The GOP “frame,” or image, built around Obama run counter to the real corporate friendly, neo-liberal presidents free market leanings. Both are on the same page when it comes to no national economic strategy.
But other countries are not so fiscally irresponsible, and they’re succeeding. ThinkProgress:
To complete its acquisition of Massmart, a chain of retail stores in South Africa, Walmart struck a deal that must seem extraordinary to the company’s American employees. To win government approval of the acquisition, Walmart made concessions to a South African labor union, agreeing to avoid worker layoffs, honor existing union contracts, and use local suppliers. In Brazil, Argentina, China, the United Kingdom, and now South Africa, some Walmart employees are organized. In China, Walmart is required by law to recognize union membership, and in Mexico, 18 percent of its workers are organized. British labor leaders describe their dealings with Walmart as “honest,” and in Argentina, organized employees make as much as 40 percent more than employees at retailer’s major competitors.“We have a local philosophy,” Wal-Mart International Chief Executive Doug McMillon recently told reporters. “It’s our intention to demonstrate that we are a great corporate citizen.” In Brazil and Argentina, meanwhile, Walmart says it allows workers to unionize because “that’s what the associates want”: “We recognize those rights,” said John Peter “J.P.” Suarez , senior vice president of international business development at Walmart. “In that market, that’s what the associates want, and that’s the prevailing practice.”
But in American:
Former Walmart Executive Vice President John Tate, who also served on its board, once said, “Labor unions are nothing but blood-sucking parasites living off the productive labor of people who work for a living.”

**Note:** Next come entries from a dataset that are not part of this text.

PR #417, opened 2022-01-17
Constraints example notebook

pecop2:
## Description

Example jupyter notebook for the new constraints.

### General Checklist

* [ ] Documentation updated


jamie256 (changes requested):
Cool, lots of examples here!

When ready can you update this PR on mainline?

* Can we rename the example file to something more descriptive than suffix of "2". I'm open to suggestions, but you can use something like "More_Constraints" if its hard to think of a good name.
* Can we include a few examples of constraints generation if there are updates there?

jamie256 (changes requested):
Looks like there is a method import error in the constraints notebook test, can you take a look?

 ```
ImportError: cannot import name 'numberOfRowsConstraint' from 'whylogs.core.statistics.constraints' 
```

pecop2:
> Looks like there is a method import error in the constraints notebook test, can you take a look?
> 
> ```
> ImportError: cannot import name 'numberOfRowsConstraint' from 'whylogs.core.statistics.constraints' 
> ```

With 'numberOfRowsConstraint' being a part of the Table shape constraints PR that's not merged yet, that could be the problem.

jamie256 (approved):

But here’s the most ironic part of our economic misfortune:
Luckily for Walmart’s American employees, they have a useful ally in, of all places, South Africa. According to the Washington Post, the union that will represent Walmart workers in South Africa went to bat for the company’s American employees during its own negotiations. “You can’t say you violate the right to freedom of association because the culture in that country supports it,” Mduduzi Mbongwe, a South African union representative, said of Walmart’s approach to American unions. “We don’t accept such an argument.”
But we in America do, sadly.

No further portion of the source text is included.